Britannicus, ou plutôt monsieur de Bellegarde, me pria de me rendre chez lui pour causer plus facilement sur mon affaire. Je me rendis à son invitation, autant par curiosité que par désir de gagner sa confiance. Il m’accompagna lui-même, et me conduisit dans un hôtel magnifique, situé à l’entrée de la chaussée d’Antin. Voici, me dit-il en me faisant remarquer la magnificence qui régnait dans sa maison, le produit de mon travail et de mes petites épargnes ; je vais actuellement vous présenter à madame Bellegarde ; suivez-moi, je vais vous servir d’introducteur.

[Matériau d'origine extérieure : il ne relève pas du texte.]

Issue #190, opened 2015-06-08
support mayavi build using vtk 6.2


itziakos:
When bulding mayavi on top of vtk 6.2 we get exceptions from the vtk_parser.

```python
$ python setup.py build
running build
----------------------------------------------------------------------
Building TVTK classes...
Traceback (most recent call last):
  File "setup.py", line 471, in <module>

  File "lib/python2.7/site-packages/numpy/distutils/core.py", line 169, in setup
    return old_setup(**new_attr)
  File "lib/python2.7/distutils/core.py", line 152, in setup
    dist.run_commands()
  File "/lib/python2.7/distutils/dist.py", line 953, in run_commands
    self.run_command(cmd)
  File "/lib/python2.7/distutils/dist.py", line 972, in run_command
    cmd_obj.run()
  File "setup.py", line 303, in run

  File "setup.py", line 290, in build_tvtk_classes_zip

  File "tvtk/setup.py", line 62, in gen_tvtk_classes_zip
    # numpy.distutils does the Wrong(TM) thing.
  File "tvtk/code_gen.py", line 101, in generate_code
  File "tvtk/code_gen.py", line 191, in _write_wrapper_class
  File "tvtk/wrapper_gen.py", line 80, in generate_code
  File "tvtk/wrapper_gen.py", line 180, in _gen_methods
  File "tvtk/wrapper_gen.py", line 745, in _gen_other_methods
  File "tvtk/wrapper_gen.py", line 1046, in _write_tvtk_method
  File "tvtk/vtk_parser.py", line 309, in get_method_signature
AttributeError: 'NoneType' object has no attribute 'split'
```
I saw that it failed for when the method argument to get_method_signature was a type object.

jenshnielsen:
I guess this could be the same issue as #159 ?

itziakos:
True, the issues look similar and it might be they are cause by the same bug. @dmsurti we should investigate both.

dmsurti:
@jenshnielsen @itziakos The issues are caused by the same underlying bug for VTK 6.2. This is due to changes in VTK api which need to be handled on the VTK parser that generates the TVTK bindings.

dmsurti:
Fixed in #191

Issue #159, opened 2015-01-30
Mayavi installation fails: 'NoneType' object has no attribute 'find'


hohlraum:
Hi,

I have working copies of the dependencies (vtk, traits, etc...), now I'm trying to install Mayavi. The process fails when using both pip or setup.py. The tail of the traceback is included below. I can include the whole thing (it's very long) if it would help. A debug postmortem shows that it fails on the method ```EventIds```

I'm running this under Mac OSX 10.9.5, with Python 2.7.8

```      
...
File "tvtk/wrapper_gen.py", line 734, in _gen_other_methods
  self._write_tvtk_method(out, vtk_meth)
File "tvtk/wrapper_gen.py", line 1035, in _write_tvtk_method
  sig = self.parser.get_method_signature(vtk_meth)
File "tvtk/vtk_parser.py", line 304, in get_method_signature
  doc = doc[:doc.find('\n\n')]
AttributeError: 'NoneType' object has no attribute 'find'
```

ariell:
I am having the same issues. Any resolution on this?

myfavecolorisgreen:
I'm having the same problem too. I think mayavi installed okay the first time I tried pip install mayavi, but I hadn't correctly installed vtk at that point, so import mayavi did not work. After getting vtk installed correctly, I ran pip uninstall mayavi, thinking that I should try to reinstall it. Now, I'm not able to install mayavi, and get the same error as above. 

I have tried pip uninstall-ing all of mayavi's dependencies and then running pip install mayavi again, but this didn't work either.

ElliotKaplan:
I had the same problem (Python 2.7.8, Ubuntu 14.04). The workaround that I settled on was to catch the error in  _write_tvtk_method and ignore it

        if not sig:
            try:
                sig = self.parser.get_method_signature(vtk_meth)
            except:
                print 'err159\t', vtk_meth
                return

The build trace can be seen here http://pastebin.ca/2985442
This resulted in a mostly usable version of Mayavi2---vector and scalar cut planes are not working properly, which may be a function of something else---though I'm not sure exactly what's being swept under a rug here. The print statement gets triggered for a bunch of <type 'SomeType'> objects.

ckalas:
@ElliotKaplan thanks, this allowed me to finally build it too.

jjstickel:
A patch for the workaround described by ElliotKaplan can be found here:
https://trac.macports.org/attachment/ticket/47762/mayavi_wrapper.patch

[...]

PR #191, opened 2015-06-09
Ignore false positives for built in methods/functions when parsing

dmsurti:
This implements support for #190 (and hence #159).

* When generating the TVTK bindings for VTK python wrappings, for VTK version 6.2, due to the API changes, a few additions (example: EventIds in vtkCommand and DesiredOutputPrecision in vtkAlgorithm) are falsely deteced as methods to be parsed. These are ignored when generating the tvtk methods.
* The method signature implementation now checks for VTK version 6.2 and ignores those methods which are not built in functions or methods. The method that writes out the TVTK method then ignores such signatures which are `None`.
* Tested on OS X 10.10: `python setup.py build` with VTK 6.2 egg now runs without errors.
* Tested for backwards compatibility with VTK 6.1 and VTK 5.10.

### DIFF
--- a/tvtk/wrapper_gen.py
+++ b/tvtk/wrapper_gen.py
@@ -1046,7 +1046,8 @@ class WrapperGenerator:
         if sig is None:
             sig = self.parser.get_method_signature(vtk_meth)
         
-        # VTK 6.2: When the method signature is None, ignore the method
+        # VTK 6.2: There exists no method signature for false built in
+        # functions/methods
         if sig is None:
             return
 
--- a/tvtk/wrapper_gen.py
+++ b/tvtk/wrapper_gen.py
@@ -16,7 +16,7 @@ import copy
 
 # Local imports (these are relative imports because the package is not
 # installed when these modules are imported).
-from common import get_tvtk_name, camel2enthought
+from common import get_tvtk_name, camel2enthought, is_version_62
 import vtk_parser
 import indenter
 import special_gen
@@ -744,6 +744,7 @@ class WrapperGenerator:
             vtk_meth = getattr(klass, m)
             self._write_tvtk_method(out, vtk_meth)
 
+
     #################################################################
     # Private utility methods.
     #################################################################
@@ -1044,6 +1045,9 @@ class WrapperGenerator:
         """
         if not sig:
             sig = self.parser.get_method_signature(vtk_meth)
+            # VTK 6.2 false built in funcs/methods are ignored
+            if sig is None:
+                return
 
         # Figure out if we really need to wrap the return and deref
         # the args.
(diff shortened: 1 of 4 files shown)


tvtk/wrapper_gen.py
```diff
@@ -1044,6 +1045,9 @@ def _write_tvtk_method(self, out, vtk_meth, sig=None):
         """
         if not sig:
```
itziakos: I think that this code block should be:

```python
if sig is None:
    sig = self.parser.get_method_signature(vtk_meth)
if sig is None:
    # When the signature is None then the method should be ignored
    return
```

prabhuramachandran: I agree that this is easier to read although I do not believe there should be a problem currently as if the user explicitly passed an empty signature string, then clearly that is what they want.  In any case, I think this is safe to change.

tvtk/wrapper_gen.py
```diff
@@ -1042,8 +1043,12 @@ def _write_tvtk_method(self, out, vtk_meth, sig=None):
           If None, this is computed.  If not, the passed signature
           information is used.
         """
-        if not sig:
+        if sig is None:
             sig = self.parser.get_method_signature(vtk_meth)
+        
+        # VTK 6.2: When the method signature is None, ignore the method
```
itziakos: I think that the comment is a little misleading, since the check does not know why the get_metho_signature returned None. We only know that when signature is None we ignore the method from wrapping.

itziakos:
Can we add a small test to check that we will not attempt to wrapp a 'built-in method' in 6.2. The tests can be skipped when vtk version is not 6.2.

itziakos:
Please update the changelog with the necessary info.

dmsurti:
This test https://github.com/enthought/mayavi/blob/master/tvtk/tests/test_vtk_parser.py#L274 fails without the fixes in this PR. So testing is already handled. In fact, I had to rework my initial implementation and move code to `get_method_signature` to handle the failing test.

dmsurti:
At the time of release, I have followed the current Mayavi process of releasing 2 PR's: one for change logs, bumping up version and the other for updated cos. Not sure about updating change log for each / this PR.

dmsurti:
Pending my feedback comments, I think good to start making a release.

prabhuramachandran:
LGTM, merging.

catcatcz:
Hi, I was trying to install mayavi on linux Centos. To do this, I first installed VTK 6.3.0. Then I cd into mayavi-4.4.3 that is unzipped from mayavi-4.4.3.zip, run sudo python setup build. It reports the error: " numpy.disutils does the wrong thing" and "Attribuite error:'Nonetype' object has no attribute 'find'. " 

I do not know whether it has the same original bug as this one in vtk 6.2, although they look similar. I am asking for help from you guys... Thank you.

jenshnielsen:
@catcatcz There is a pull request to add support for VTK 6.3 in #247 With that one I was able to install Mayavi on top of 6.3 but without I had a similar error as you describe.

PR #196, opened 2015-06-12
bump version to 4.4.3.dev0

itziakos:


itziakos:
@dmsurti is it ok to merge?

En parlant ainsi, il me fit traverser plusieurs appartemens plus riches les uns que les autres, et nous parvînmes à la pièce la plus reculée, qui servait de boudoir à madame de Bellegarde. Qu’on se figure mon étonnement en reconnaissant en elle la vieille Thomill, cette femme perfide, premier auteur de mes disgrâces. Mon apparution subite l’avait interdite au point qu’elle ne put, pendant quelques minutes, retrouver l’usage de la parole. Son mari, quoique loin de présumer que je la connaissais, ne fut pas peu surpris du trouble qu’elle laissait paraître, et malgré les efforts qu’elle fit pour se contraindre, celui-ci devina l’intrigue ; mais comme l’existence privée de sa femme ne l’occupait que médiocrement, il n’eut pas l’air de s’en appercevoir, et madame Bellegarde remit au lendemain, par un signe qu’elle me fit, l’explication que je désirais. Cette première entrevue se passa en protestations de services de la part de Britannicus. Il se chargea de l’affaire de Delville, et me promit non-seulement de briser ses fers, mais encore d’obtenir sa radiation définitive. Je lui donnai, de mon côté, ma parole de ne point révéler sa première profession, et nous nous quittâmes satisfaits l’un de l’autre.